╭──

PR #63218, opened 2025-09-17
[UT] Fix memory leak in test LocalTabletsChannelTest::test_add_chunk_not_exist_tablet

banmoy:
## Why I'm doing
- ASAN reported a memory leak in BE unit test `LocalTabletsChannelTest::test_add_chunk_not_exist_tablet`
  - Direct leak from `SecondaryReplicasWaiter::_send_replica_status_request()` allocating `ReusableClosure<PLoadReplicaStatusResult>`
```
=================================================================
==752488==ERROR: LeakSanitizer: detected memory leaks

Direct leak of 792 byte(s) in 1 object(s) allocated from:
    #0 0x1a830f48 in operator new(unsigned long) (/root/celerdata/be/ut_build_ASAN/test/starrocks_test+0x1a830f48)
    #1 0x30153219 in starrocks::SecondaryReplicasWaiter::_send_replica_status_request(int) /root/celerdata/be/src/runtime/local_tablets_channel.cpp:1342
    #2 0x30152d52 in starrocks::SecondaryReplicasWaiter::_try_check_replica_status_on_primary(int) /root/celerdata/be/src/runtime/local_tablets_channel.cpp:1327
    #3 0x301520e3 in starrocks::SecondaryReplicasWaiter::wait() /root/celerdata/be/src/runtime/local_tablets_channel.cpp:1285
    #4 0x3013603a in starrocks::LocalTabletsChannel::add_chunk(starrocks::Chunk*, starrocks::PTabletWriterAddChunkRequest const&, starrocks::PTabletWriterAddBatchResult*, bool*) /root/celerdata/be/src/runtime/local_tablets_channel.cpp:380
    #5 0x1eefff41 in starrocks::LocalTabletsChannelTest_test_add_chunk_not_exist_tablet_Test::TestBody() /root/celerdata/be/test/runtime/local_tablets_channel_test.cpp:255
    #6 0x37d95703 in void testing::internal::HandleSehExceptionsInMethodIfSupported<testing::Test, void>(testing::Test*, void (testing::Test::*)(), char const*) googletest-release-1.10.0/googletest/src/gtest.cc:2433
    #7 0x37d95703 in void testing::internal::HandleExceptionsInMethodIfSupported<testing::Test, void>(testing::Test*, void (testing::Test::*)(), char const*) googletest-release-1.10.0/googletest/src/gtest.cc:2469
    #8 0x37d8856d in testing::Test::Run() googletest-release-1.10.0/googletest/src/gtest.cc:2508
    #9 0x37d8856d in testing::Test::Run() googletest-release-1.10.0/googletest/src/gtest.cc:2498
    #10 0x37d886cd in testing::TestInfo::Run() googletest-release-1.10.0/googletest/src/gtest.cc:2684
    #11 0x37d886cd in testing::TestInfo::Run() googletest-release-1.10.0/googletest/src/gtest.cc:2657
    #12 0x37d887b6 in testing::TestSuite::Run() googletest-release-1.10.0/googletest/src/gtest.cc:2816
    #13 0x37d887b6 in testing::TestSuite::Run() googletest-release-1.10.0/googletest/src/gtest.cc:2795
    #14 0x37d88d13 in testing::internal::UnitTestImpl::RunAllTests() googletest-release-1.10.0/googletest/src/gtest.cc:5338
    #15 0x37d88f23 in bool testing::internal::HandleSehExceptionsInMethodIfSupported<testing::internal::UnitTestImpl, bool>(testing::internal::UnitTestImpl*, bool (testing::internal::UnitTestImpl::*)(), char const*) googletest-release-1.10.0/googletest/src/gtest.cc:2433
    #16 0x37d88f23 in bool testing::internal::HandleExceptionsInMethodIfSupported<testing::internal::UnitTestImpl, bool>(testing::internal::UnitTestImpl*, bool (testing::internal::UnitTestImpl::*)(), char const*) googletest-release-1.10.0/googletest/src/gtest.cc:2469
    #17 0x37d88f23 in testing::UnitTest::Run() googletest-release-1.10.0/googletest/src/gtest.cc:4925
    #18 0x1a893ea2 in RUN_ALL_TESTS() /var/local/thirdparty/installed/include/gtest/gtest.h:2473
    #19 0x1a87d8a4 in starrocks::init_test_env(int, char**) /root/celerdata/be/src/testutil/init_test_env.h:115
    #20 0x1a87e332 in main /root/celerdata/be/test/test_main.cpp:18
    #21 0x7f5813e29d8f  (/lib/x86_64-linux-gnu/libc.so.6+0x29d8f)

```
  
- Root cause:
  - The send path does `closure->ref()` twice (one for “self-hold”, one for “RPC-hold”).
  - The test does not register a sync-point callback for `LocalTabletsChannel::rpc::get_load_replica_status` to simulate the RPC, so no one calls `closure->Run()`, and the “RPC-hold” ref is never released.
  - The waiter’s release path only dropped one ref, leaving one outstanding reference and causing the leak.

## What I'm doing
- Introduce and use a sync-point primitive `TEST_SYNC_POINT_CALLBACK_OR_DEFAULT` with a default action, so tests without a registered callback still release the “RPC-hold” reference.
- At `LocalTabletsChannel::rpc::get_load_replica_status`, switch to a callback-with-default that calls `closure->Run()` when no test callback is installed. This balances the double `ref()` even in no-callback tests, while keeping production behavior unchanged.

Fixes #issue

## What type of PR is this:

- [ ] BugFix
- [ ] Feature
- [ ] Enhancement
- [ ] Refactor
- [X] UT
- [ ] Doc
- [ ] Tool

- [ ] Feature removed

## Checklist:

- [ ] This is a backport pr

  - [X] 4.0
  - [X] 3.5
  - [ ] 3.4
  - [ ] 3.3

### DIFF
--- a/be/test/runtime/local_tablets_channel_test.cpp
+++ b/be/test/runtime/local_tablets_channel_test.cpp
@@ -234,9 +234,17 @@ using RpcLoadDisagnosePair = std::pair<PLoadDiagnoseRequest*, ReusableClosure<PL
 
 TEST_F(LocalTabletsChannelTest, test_add_chunk_not_exist_tablet) {
     _create_tablets(1);
-    // open as a secondary replica of 3 replicas
+
     ReplicaInfo replica_info{_tablets[0]->tablet_id(), _nodes};
-    _open_channel(_nodes[1].node_id(), {replica_info});
+    PTabletWriterOpenRequest request;
+    _create_open_request(_nodes[1].node_id(), {replica_info}, &request);
+    // turn off _is_replicated_storage to avoid launching secondary waiter
+    request.set_is_replicated_storage(false);
+
+    std::shared_ptr<OlapTableSchemaParam> schema_param(new OlapTableSchemaParam());
+    ASSERT_OK(schema_param->init(request.schema()));
+    PTabletWriterOpenResult response;
+    ASSERT_OK(_tablets_channel->open(request, &response, schema_param, false));
 
     PTabletWriterAddChunkRequest add_chunk_request;
     add_chunk_request.mutable_id()->CopyFrom(_load_id);


be/src/runtime/local_tablets_channel.cpp
```diff
@@ -1365,7 +1365,12 @@ void SecondaryReplicasWaiter::_send_replica_status_request(int unfinished_tablet
 #else
     std::pair<PLoadReplicaStatusRequest*, ReusableClosure<PLoadReplicaStatusResult>*> rpc_pair{&request,
                                                                                                _replica_status_closure};
-    TEST_SYNC_POINT_CALLBACK("LocalTabletsChannel::rpc::get_load_replica_status", &rpc_pair);
+    std::function<void(void*)> default_cb = [](void* arg) {
```
kevincai: shall be a `{bool continue, request, closure}` passed down to the CALLBACK, if `continue == true`, continue call the stub and run the following code, else return directly.

This shall be easier than skipping some important steps in UT scenario.

banmoy: don't quite understand, could you give an example? How to set `continue`?

kevincai:
```suggestion
#ifdef BE_TEST
    bool need_return = false;
    std::vector<void *> args = {(void *)&continue, (void *) &request, (void *) _replica_status_closure};
    TEST_SYNC_POINT_CALLBACK("LocalTabletsChannel::rpc::get_load_replica_status", &args);
    // sync point may set `*need_return = true`, so the execution will break immediately.
    if (need_return) {
        return;
    }
#endif
    stub->get_load_replica_status(&_replica_status_closure->cntl, &request, &_replica_status_closure->result,
                                  _replica_status_closure);
```

banmoy: There are two considerations
1.  If the sync point is not the last of the function, `return` directly will not reach the left codes
2.  the callback needs to care about `continue` which is complex

I've considered another option, perhaps a compromise can be made. see 1a2823ecd28e39d74e6bb10ec00693b307910bea

kevincai: 1. the continue/return is specific to a SYNC point definition, the user who defines the sync point shall know clearly the behavior of the callback because of the `(void *) args`, it must be casted to a type that is know in unit test which is an implementation details.

2. The code must be absolutely safe when the sync point is turned off which is the most case. The sync point may be only turned on in some specific cases, but for all other cases, they are turned off. So the code must be favor of most cases, dirty things shall be done in the code path when the sync point is turned on.

be/src/runtime/local_tablets_channel.cpp
```diff
@@ -1359,14 +1359,14 @@ void SecondaryReplicasWaiter::_send_replica_status_request(int unfinished_tablet
...
-    stub->get_load_replica_status(&_replica_status_closure->cntl, &request, &_replica_status_closure->result,
-                                  _replica_status_closure);
-#else
+#ifdef BE_TEST
     std::pair<PLoadReplicaStatusRequest*, ReusableClosure<PLoadReplicaStatusResult>*> rpc_pair{&request,
-                                                                                               _replica_status_closure};
-    TEST_SYNC_POINT_CALLBACK("LocalTabletsChannel::rpc::get_load_replica_status", &rpc_pair);
+                                                                                           _replica_status_closure};
 #endif
+    TEST_SYNC_POINT_CALLBACK_OR_STMT("LocalTabletsChannel::rpc::get_load_replica_status", &rpc_pair,
```
kevincai: This pattern is hard to understand, it takes the regular production code to be nested inside a macro which is purposely defined for unit test.

be/src/runtime/local_tablets_channel.cpp
kevincai: > If the sync point is not the last of the function, return directly will not reach the left codes

The `need_return` is just for this specific case, but it opens the possibility to handle the code specific by the conditions, e.g.

```
Status status;
SYNC_POINT .... (&status);
if (status.Is_xxxx()) {
    // do something;
} else if (status.Is_yyy()) {
    // do something else
} 
if (status.is_ok()) {
    // OK status
    production code here
}
```
Should make sure that the default code path is always safe when sync point is not defined or turned on.

be/src/runtime/local_tablets_channel.cpp
kevincai: The asan memleak can be fixed by adjusting the test case. The sync point issue that the closure doesn't get called if sync point is not enabled in UT mode, will be addressed in a separate PR.

kevincai (approved):

alvin-phoenix-ai:
@cursor review

alvin-phoenix-ai (approved):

╰──

> _What to produce_
Which lines of the data contain the word "calls"? Copy each one.

> _Answer to this task_
  - The test does not register a sync-point callback for `LocalTabletsChannel::rpc::get_load_replica_status` to simulate the RPC, so no one calls `closure->Run()`, and the “RPC-hold” ref is never released.
- At `LocalTabletsChannel::rpc::get_load_replica_status`, switch to a callback-with-default that calls `closure->Run()` when no test callback is installed. This balances the double `ref()` even in no-callback tests, while keeping production behavior unchanged.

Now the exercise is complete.